## WORK TASK
Take each line of the material that includes "projects" and copy it.

## INPUT DATA
Content starts
PR #971, opened 2024-12-14
Improve some proc-macro attribute error messages

Bromeon:
For `#[derive(GodotClass)]`, catch errors like generic args already at macro stage.


GodotRust:
API docs are being generated and will be shortly available at: https://godot-rust.github.io/docs/gdext/pr-971

Bromeon:
Merging since this PR works around an upstream issue, which currently breaks our CI.

Issue #968, opened 2024-12-12
[WASM-Export] Unable to use multiple rust GDExtensions at the same time


Guusggg:
Hi,

Lately I've been working on a bigger game, and completed the refactor from C# to C++ and then I found this amazing library so I switched one more time to Rust. 

Now, what I've had in mind was that I'd create a Shared, Client and Server project in Rust. Shared would have the Nodes that both projects need and Client and Server would be implementing the multiplayer features. 

I created the following setup:
- godot (Godot Project)
- rust (Rust workspace)
    - client (Rust project)
    - server (Rust project)
    - shared (Rust project)

Note: The `client` nor `server` projects do not depend on `shared` in `Cargo.toml`.

This setup is working terrific! I'm able to implement client specific features, and server specific features which will be connected using the shared nodes. 

I can run this on my Linux machine, and confirm that it is working. However, I also target `wasm` so I tried getting that to work. Now, this isn't really working out. 

I compile the workspace with `cargo +nightly build -Zbuild-std --target wasm32-unknown-emscripten` to WebAssembly, and this is going really well. But when I run the project, on Firefox I get an `out of memory` emscripten error (which it also does with a single Rust project, but only on Debug builds). When I run it on Chromium however, I get a big list of errors:
```
RuntimeError: Aborted(undefined). Build with -sASSERTIONS for more info.
    at abort (tmp_js_export.js:9:8604)
    at ___cxa_throw (tmp_js_export.js:9:425328)
    at shared.wasm.panic_unwind::imp::panic::h7a89a72211144e04 (shared.wasm-10a1508e:0x42b504)
    at shared.wasm.__rust_start_panic (shared.wasm-10a1508e:0x42b367)
    at shared.wasm.rust_panic (shared.wasm-10a1508e:0x41d2e3)
    at shared.wasm.std::panicking::rust_panic_with_hook::hc3a8cd21f77927d3 (shared.wasm-10a1508e:0x41d1d9)
    at shared.wasm.std::panicking::begin_panic_handler::_$u7b$$u7b$closure$u7d$$u7d$::hb19be6fa9857ee61 (shared.wasm-10a1508e:0x41a5f5)
    at shared.wasm.std::sys::backtrace::__rust_end_short_backtrace::h585b6ab617e4600a (shared.wasm-10a1508e:0x41a4bd)
    at shared.wasm.rust_begin_unwind (shared.wasm-10a1508e:0x41c2a1)
[...]

Issue #615, opened 2024-02-20
Dependency among gdExtensions


kang-sw:
Out of mere curiosity, I wonder if there's any possibility in the future to implement dependencies between GdExtension binaries written in different languages? Being relatively new to exploring this repository, I'm not fully acquainted with the technical specifics. However, it appears that all GdExtensions register classes and methods with the engine. If the methods registered by GdExtensions are treated no differently from those of internal engine classes, wouldn't it be possible for the engine to accept classes registered by other GdExtensions at the time a Rust Extension is registered?

Of course, it's not possible to know which classes a GdExtension will register at compile time, but could we not retrieve metadata for classes already registered with the engine when a Rust GdExtension loads at runtime (based on some user-configurable flag setting), recreate bindings, and, based on this, support Rust bindings for other GdExtension Classes in the next iteration?

I'm not entirely sure, but I presume there must be a way within the engine to specify the load order between different GdExtensions. Consequently, unless a user updates their plugins, the bindings themselves would likely be deterministically generated.

What do you think?

GsLogiMaker:
I've been thinking about this exact issue. I've not attempted implementing this, but theoretically if you provide a header for your GDExtension API then another compiled language could use that to interface with it.

Alternatively, you could use Godot objects and use the `call` function to use any exposed methods. This would be the simplest solution and works for any language, but you would be sacrificing type safety and maybe performance.

Bromeon:
This might be more something for a [Godot proposal](https://github.com/godotengine/godot-proposals/issues) than for godot-rust 🙂 

But yes, we had this discussion in the GDExtension team, and I agree it would be quite valuable.
The good news are, this is already partially supported, even though quite manual:

1. Navigate to a Godot project directory, with a project that uses extensions (i.e. has one or more `.gdextension` files).
2. Invoke Godot 4 on the command line, as: ```godot4 --headless --dump-extension-api```
3. The resulting `extension_api.json` contains also symbols from the extensions.

Now, I haven't tried using that `extension_api.json` as input for gdext, and manually overwriting the file would likely be brittle. What you could try however, is setting `GODOT4_BIN` only inside the project and making sure the Godot executable is run in the working directory of the `project.godot` file. That way, it _should_ pick up additions from extension.

Don't hesitate to open a Godot proposal to get the ball rolling for a proper feature in that regard.

PikaDude:
[...]

PR #973, opened 2024-12-16
[FIX] [WASM-Export] Unable to use multiple rust GDExtensions at the same time

Guusggg:
It runs...!

When I was running it past engine initialization, I encountered an error that registered the two seperate plugins as though they were the same. So there was a Node `TestNodeFromClient` and a Node `TestNodeFromShared`, but both element's `ClassPlugin` was referring to the name `TestNodeFromClient`. I thought this was a strange issue and investigated. After changing some code to let the runtime print me a list of registered class names, I noticed that the error was gone. So for some strange reason iterating through all the class names made them "correct", as the runtime previously complained that it's trying to register classes with the same name. I suspect this is due to the line 
```
let string_name = entry
                .godot_str
                .get_or_init(|| entry.rust_str.to_string_name());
Content ends
## COMPLETED EXERCISE
Now, what I've had in mind was that I'd create a Shared, Client and Server project in Rust. Shared would have the Nodes that both projects need and Client and Server would be implementing the multiplayer features. 
Note: The `client` nor `server` projects do not depend on `shared` in `Cargo.toml`.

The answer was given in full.